Familial polyposis coli: the spectrum of ocular and other extracolonic manifestations

• Published in: Graefe's archive for clinical and experimental ophthalmology Vol. 229; no. 3; p. 213
• Main Authors: Heinemann, M H, Baker, R H, Miller, H H, DeCosse, J J
• Format: Journal Article
• Language: English
• Published: Germany 01.01.1991
• Subjects: Adenomatous Polyposis Coli - complications; Adenomatous Polyposis Coli - diet therapy; Adult; Aged; Dietary Fiber - therapeutic use; Endoscopy, Gastrointestinal; Family; Female; Fundus Oculi; Gastrointestinal Neoplasms - etiology; Humans; Male; Middle Aged; Neoplasms, Connective Tissue - etiology; Pigment Epithelium of Eye - pathology; Polyps - etiology; Prospective Studies; Retinal Diseases - etiology
• ISSN: 0721-832X; 1435-702X
• DOI: 10.1007/BF00167870

Familial polyposis coli (FPC) is hereditary condition that conveys a virtual 100% risk for the development of colon cancer in the untreated patient. A total of 56 patients with FPC underwent complete ophthalmic examination.

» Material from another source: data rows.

PR #345, opened 2017-07-27
Add volume set API

prashanthpai:
...and allow setting volume options during volume create as well

### DIFF
--- a/commands/volumes/common.go
+++ b/commands/volumes/common.go
@@ -1,0 +1,45 @@
+package volumecommands
+
+import (
+	"strings"
+
+	"github.com/gluster/glusterd2/xlator"
+)
+
+func areOptionNamesValid(optsFromReq map[string]string) bool {
+
+	var xlOptFound bool
+	for o := range optsFromReq {
+
+		// assuming option to be of the form <domain>.<xlator-option>
+		// and <domain> will be the xlator type.
+		// Example: cluster/afr.eager-lock
+		// we know for certain that this isn't true
+
+		tmp := strings.Split(strings.TrimSpace(o), ".")
+		if len(tmp) != 2 {
+			return false
+		}
+		xlatorType := tmp[0]
+		xlatorOption := tmp[1]
+
+		options, ok := xlator.AllOptions[xlatorType]
+		if !ok {
+			return false
+		}
+
+		xlOptFound = false
+		for _, option := range options {
+			for _, key := range option.Key {
+				if xlatorOption == key {
+					xlOptFound = true
+				}
+			}
+		}
+		if !xlOptFound {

Highly pleomorphic pigmented retinal lesions were identified bilaterally in 52% (n = 29) and unilaterally in 14% (n = 8) of our subjects. In all, 33 patients had one or more extracolonic expressions associated with FPC, including desmoids, osteomas, epidermoid cysts, lipomas, fibromas, and upper gastrointestinal tract polyps. In 15 patients, pigmented fundus lesions were the only extracolonic manifestations. No significant association between eye findings and other extracolonic manifestations could be established. The presence or absence of pigmented fundus lesions was found to cluster within families. Pigmented fundus lesions are probably a variably penetrant expression of the polyposis gene and do not appear to be specifically associated with subgroups of inherited polyposis syndromes such as Gardner's syndrome.